== Task brief ==
Copy out again, unchanged, the listing below from the line that has "field visits |" through the line that has "Julia), we see".

== Source material ==
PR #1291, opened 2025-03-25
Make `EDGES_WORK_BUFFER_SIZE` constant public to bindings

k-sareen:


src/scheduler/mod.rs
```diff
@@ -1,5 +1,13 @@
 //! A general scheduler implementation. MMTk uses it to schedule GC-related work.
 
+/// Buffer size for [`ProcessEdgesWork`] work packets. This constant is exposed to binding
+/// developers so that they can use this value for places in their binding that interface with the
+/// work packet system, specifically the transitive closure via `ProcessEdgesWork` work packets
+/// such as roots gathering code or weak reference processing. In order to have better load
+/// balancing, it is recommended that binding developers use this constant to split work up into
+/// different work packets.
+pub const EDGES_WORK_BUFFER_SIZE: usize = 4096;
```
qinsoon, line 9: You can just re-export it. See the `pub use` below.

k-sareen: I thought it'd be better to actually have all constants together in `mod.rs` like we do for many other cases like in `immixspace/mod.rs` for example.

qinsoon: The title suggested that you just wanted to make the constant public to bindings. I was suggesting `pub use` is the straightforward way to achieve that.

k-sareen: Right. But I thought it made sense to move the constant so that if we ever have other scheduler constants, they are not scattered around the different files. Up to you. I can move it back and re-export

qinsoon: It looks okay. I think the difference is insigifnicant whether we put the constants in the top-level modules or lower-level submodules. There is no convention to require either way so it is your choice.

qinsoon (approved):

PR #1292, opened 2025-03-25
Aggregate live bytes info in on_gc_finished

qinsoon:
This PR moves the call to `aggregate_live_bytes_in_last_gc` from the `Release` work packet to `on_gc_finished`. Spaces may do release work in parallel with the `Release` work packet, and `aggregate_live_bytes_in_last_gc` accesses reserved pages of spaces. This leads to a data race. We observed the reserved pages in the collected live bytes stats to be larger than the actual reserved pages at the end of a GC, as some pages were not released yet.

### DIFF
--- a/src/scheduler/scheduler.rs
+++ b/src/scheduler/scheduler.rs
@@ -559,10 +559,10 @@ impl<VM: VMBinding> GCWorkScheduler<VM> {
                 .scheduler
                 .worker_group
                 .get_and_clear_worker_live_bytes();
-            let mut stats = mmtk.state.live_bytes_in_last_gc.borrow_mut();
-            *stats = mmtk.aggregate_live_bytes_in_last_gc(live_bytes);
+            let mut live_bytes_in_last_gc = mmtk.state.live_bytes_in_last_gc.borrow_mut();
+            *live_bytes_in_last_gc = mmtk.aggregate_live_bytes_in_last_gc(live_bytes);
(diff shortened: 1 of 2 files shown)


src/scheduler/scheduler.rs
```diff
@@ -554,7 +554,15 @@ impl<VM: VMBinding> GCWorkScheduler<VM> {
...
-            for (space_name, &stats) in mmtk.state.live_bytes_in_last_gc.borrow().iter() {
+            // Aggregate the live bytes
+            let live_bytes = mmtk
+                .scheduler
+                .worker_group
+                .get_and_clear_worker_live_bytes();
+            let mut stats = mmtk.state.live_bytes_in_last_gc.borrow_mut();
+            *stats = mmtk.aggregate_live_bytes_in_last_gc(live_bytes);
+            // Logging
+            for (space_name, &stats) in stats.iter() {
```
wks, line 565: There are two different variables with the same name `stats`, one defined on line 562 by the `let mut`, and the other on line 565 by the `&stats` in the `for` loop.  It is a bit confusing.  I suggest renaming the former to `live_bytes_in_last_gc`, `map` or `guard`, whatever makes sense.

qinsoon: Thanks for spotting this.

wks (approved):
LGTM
* * *
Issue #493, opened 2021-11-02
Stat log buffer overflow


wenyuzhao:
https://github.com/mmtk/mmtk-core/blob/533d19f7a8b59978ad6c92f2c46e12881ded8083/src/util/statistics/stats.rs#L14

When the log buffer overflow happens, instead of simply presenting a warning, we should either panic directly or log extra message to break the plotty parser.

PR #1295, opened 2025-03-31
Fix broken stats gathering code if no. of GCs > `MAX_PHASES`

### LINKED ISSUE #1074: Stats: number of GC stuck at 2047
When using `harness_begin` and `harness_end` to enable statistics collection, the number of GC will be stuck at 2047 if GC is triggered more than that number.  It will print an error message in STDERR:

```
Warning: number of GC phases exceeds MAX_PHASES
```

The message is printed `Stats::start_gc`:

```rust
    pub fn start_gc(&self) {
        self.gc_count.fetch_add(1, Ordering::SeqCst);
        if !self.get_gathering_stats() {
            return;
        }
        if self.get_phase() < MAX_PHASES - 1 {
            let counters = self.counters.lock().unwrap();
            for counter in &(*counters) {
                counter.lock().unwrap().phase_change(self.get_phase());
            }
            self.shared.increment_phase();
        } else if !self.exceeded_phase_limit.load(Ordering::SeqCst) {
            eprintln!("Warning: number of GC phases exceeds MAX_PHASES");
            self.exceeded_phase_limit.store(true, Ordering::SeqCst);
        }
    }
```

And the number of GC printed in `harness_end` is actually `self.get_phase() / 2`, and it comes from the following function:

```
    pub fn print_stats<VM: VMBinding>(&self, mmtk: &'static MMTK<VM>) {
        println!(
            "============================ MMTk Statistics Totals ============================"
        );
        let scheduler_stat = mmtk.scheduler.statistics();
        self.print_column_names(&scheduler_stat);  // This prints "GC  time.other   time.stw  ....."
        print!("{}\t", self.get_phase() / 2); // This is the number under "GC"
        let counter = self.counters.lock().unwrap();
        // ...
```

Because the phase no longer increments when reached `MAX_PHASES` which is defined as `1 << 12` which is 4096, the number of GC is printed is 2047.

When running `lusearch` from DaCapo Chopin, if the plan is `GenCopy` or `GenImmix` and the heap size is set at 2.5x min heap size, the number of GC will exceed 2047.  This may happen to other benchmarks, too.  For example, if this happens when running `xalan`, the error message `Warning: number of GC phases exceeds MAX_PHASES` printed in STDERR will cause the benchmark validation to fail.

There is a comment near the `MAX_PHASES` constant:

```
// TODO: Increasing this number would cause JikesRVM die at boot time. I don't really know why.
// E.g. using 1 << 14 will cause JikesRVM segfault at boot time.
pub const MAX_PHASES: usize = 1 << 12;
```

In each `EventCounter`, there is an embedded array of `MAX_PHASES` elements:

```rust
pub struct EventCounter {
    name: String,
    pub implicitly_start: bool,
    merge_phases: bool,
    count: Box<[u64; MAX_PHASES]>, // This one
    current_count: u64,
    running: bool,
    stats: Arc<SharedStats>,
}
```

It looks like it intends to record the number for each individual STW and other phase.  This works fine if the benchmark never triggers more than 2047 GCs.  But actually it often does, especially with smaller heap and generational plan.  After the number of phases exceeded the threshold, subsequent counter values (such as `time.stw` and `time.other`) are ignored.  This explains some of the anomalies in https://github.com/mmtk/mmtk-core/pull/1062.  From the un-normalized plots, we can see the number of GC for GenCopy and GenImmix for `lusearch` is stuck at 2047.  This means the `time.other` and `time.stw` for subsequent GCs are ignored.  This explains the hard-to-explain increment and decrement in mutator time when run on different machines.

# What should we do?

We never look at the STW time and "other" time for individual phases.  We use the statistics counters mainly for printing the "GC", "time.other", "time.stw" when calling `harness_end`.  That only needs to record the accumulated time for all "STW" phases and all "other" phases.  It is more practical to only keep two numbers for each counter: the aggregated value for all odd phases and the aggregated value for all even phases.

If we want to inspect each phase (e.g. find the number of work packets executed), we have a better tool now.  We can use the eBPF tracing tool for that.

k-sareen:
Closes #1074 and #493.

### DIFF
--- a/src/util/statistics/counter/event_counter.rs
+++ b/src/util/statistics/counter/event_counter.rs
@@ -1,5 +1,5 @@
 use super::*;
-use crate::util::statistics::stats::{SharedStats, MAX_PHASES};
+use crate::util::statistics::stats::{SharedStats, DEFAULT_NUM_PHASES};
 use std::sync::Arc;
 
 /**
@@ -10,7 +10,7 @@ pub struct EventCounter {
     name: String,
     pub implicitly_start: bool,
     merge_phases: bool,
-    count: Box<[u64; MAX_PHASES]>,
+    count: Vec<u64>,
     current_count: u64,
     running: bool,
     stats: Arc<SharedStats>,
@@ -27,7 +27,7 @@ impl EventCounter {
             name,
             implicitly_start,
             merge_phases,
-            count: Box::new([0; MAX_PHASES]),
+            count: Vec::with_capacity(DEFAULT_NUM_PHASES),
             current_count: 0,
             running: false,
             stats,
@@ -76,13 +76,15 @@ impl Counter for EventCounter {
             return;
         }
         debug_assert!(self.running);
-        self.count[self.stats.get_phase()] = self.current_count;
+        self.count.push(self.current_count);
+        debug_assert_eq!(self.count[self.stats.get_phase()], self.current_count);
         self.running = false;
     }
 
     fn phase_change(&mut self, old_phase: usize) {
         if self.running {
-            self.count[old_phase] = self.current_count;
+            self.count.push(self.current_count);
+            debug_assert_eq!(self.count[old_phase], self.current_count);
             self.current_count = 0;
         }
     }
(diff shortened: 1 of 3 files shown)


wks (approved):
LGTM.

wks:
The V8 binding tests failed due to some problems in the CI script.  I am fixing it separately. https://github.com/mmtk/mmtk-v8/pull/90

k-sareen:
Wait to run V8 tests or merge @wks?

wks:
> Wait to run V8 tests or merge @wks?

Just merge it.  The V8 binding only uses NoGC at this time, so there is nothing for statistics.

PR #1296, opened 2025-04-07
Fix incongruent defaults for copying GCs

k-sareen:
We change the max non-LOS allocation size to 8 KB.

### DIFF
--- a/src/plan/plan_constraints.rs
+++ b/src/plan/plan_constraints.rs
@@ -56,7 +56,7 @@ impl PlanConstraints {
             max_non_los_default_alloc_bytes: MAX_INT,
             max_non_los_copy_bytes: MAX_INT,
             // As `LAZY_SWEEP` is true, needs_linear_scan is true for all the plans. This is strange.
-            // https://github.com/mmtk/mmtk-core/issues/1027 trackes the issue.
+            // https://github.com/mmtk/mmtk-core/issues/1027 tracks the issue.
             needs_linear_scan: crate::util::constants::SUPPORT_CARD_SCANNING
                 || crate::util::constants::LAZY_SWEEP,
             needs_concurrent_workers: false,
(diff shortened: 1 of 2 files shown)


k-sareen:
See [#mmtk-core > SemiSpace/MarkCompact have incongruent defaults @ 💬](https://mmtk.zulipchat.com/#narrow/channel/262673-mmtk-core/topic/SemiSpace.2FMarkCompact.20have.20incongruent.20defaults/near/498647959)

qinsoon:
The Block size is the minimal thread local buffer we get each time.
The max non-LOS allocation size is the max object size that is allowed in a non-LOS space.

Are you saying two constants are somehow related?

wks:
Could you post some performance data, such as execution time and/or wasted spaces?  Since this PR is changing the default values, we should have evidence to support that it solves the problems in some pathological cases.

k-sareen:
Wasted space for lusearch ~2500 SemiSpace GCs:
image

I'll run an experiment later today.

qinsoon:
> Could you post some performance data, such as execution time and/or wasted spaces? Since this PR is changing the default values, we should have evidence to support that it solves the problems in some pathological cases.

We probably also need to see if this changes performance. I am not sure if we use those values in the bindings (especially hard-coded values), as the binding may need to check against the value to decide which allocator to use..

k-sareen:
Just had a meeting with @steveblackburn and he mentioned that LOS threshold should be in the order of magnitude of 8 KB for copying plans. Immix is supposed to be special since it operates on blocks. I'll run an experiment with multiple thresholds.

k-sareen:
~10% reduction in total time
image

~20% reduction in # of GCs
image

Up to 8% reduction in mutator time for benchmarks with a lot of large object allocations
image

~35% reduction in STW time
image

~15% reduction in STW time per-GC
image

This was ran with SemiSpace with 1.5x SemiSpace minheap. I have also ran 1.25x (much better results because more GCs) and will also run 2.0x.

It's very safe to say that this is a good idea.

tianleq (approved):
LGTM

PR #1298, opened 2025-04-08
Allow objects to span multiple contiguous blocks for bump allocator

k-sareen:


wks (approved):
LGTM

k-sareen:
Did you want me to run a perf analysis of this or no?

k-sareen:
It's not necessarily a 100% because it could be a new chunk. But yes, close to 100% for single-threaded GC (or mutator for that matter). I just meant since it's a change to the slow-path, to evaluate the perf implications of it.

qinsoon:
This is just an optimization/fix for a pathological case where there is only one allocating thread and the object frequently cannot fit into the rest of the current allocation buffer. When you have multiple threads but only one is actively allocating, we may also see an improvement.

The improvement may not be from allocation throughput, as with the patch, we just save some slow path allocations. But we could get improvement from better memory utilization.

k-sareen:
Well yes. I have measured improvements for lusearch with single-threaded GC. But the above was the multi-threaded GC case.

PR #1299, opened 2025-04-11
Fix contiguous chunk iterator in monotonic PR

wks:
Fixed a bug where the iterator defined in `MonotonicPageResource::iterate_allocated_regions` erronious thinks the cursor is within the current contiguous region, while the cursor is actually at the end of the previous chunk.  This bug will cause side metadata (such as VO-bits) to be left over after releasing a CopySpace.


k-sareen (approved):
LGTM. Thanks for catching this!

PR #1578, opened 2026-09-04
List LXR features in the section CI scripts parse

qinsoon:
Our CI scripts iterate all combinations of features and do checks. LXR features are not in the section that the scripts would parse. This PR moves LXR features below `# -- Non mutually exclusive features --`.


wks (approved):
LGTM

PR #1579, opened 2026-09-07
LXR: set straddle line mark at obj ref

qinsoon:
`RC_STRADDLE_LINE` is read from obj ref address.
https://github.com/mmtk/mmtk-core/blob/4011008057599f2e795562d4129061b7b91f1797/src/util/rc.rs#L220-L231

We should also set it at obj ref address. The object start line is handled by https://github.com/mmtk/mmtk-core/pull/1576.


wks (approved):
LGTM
* * *
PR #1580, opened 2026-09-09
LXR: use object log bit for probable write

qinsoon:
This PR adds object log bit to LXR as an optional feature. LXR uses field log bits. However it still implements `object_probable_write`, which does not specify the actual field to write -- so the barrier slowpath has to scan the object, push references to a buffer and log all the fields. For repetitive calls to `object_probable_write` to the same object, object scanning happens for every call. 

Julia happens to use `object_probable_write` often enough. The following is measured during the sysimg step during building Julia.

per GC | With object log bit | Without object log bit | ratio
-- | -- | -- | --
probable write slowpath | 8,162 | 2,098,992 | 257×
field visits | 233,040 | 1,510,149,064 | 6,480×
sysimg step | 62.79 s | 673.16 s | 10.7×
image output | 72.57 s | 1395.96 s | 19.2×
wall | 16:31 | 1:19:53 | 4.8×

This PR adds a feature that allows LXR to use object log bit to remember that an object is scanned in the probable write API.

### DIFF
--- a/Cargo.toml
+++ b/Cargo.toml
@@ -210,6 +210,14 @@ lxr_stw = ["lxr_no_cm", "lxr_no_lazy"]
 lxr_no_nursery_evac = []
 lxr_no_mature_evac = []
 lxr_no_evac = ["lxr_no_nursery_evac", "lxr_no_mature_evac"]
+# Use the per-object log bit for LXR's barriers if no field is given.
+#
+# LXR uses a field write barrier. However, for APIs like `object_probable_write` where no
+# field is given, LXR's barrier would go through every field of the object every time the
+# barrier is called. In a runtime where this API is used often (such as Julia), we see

== Reply ==
field visits | 233,040 | 1,510,149,064 | 6,480×
sysimg step | 62.79 s | 673.16 s | 10.7×
image output | 72.57 s | 1395.96 s | 19.2×
wall | 16:31 | 1:19:53 | 4.8×

This PR adds a feature that allows LXR to use object log bit to remember that an object is scanned in the probable write API.

### DIFF
--- a/Cargo.toml
+++ b/Cargo.toml
@@ -210,6 +210,14 @@ lxr_stw = ["lxr_no_cm", "lxr_no_lazy"]
 lxr_no_nursery_evac = []
 lxr_no_mature_evac = []
 lxr_no_evac = ["lxr_no_nursery_evac", "lxr_no_mature_evac"]
+# Use the per-object log bit for LXR's barriers if no field is given.
+#
+# LXR uses a field write barrier. However, for APIs like `object_probable_write` where no
+# field is given, LXR's barrier would go through every field of the object every time the
+# barrier is called. In a runtime where this API is used often (such as Julia), we see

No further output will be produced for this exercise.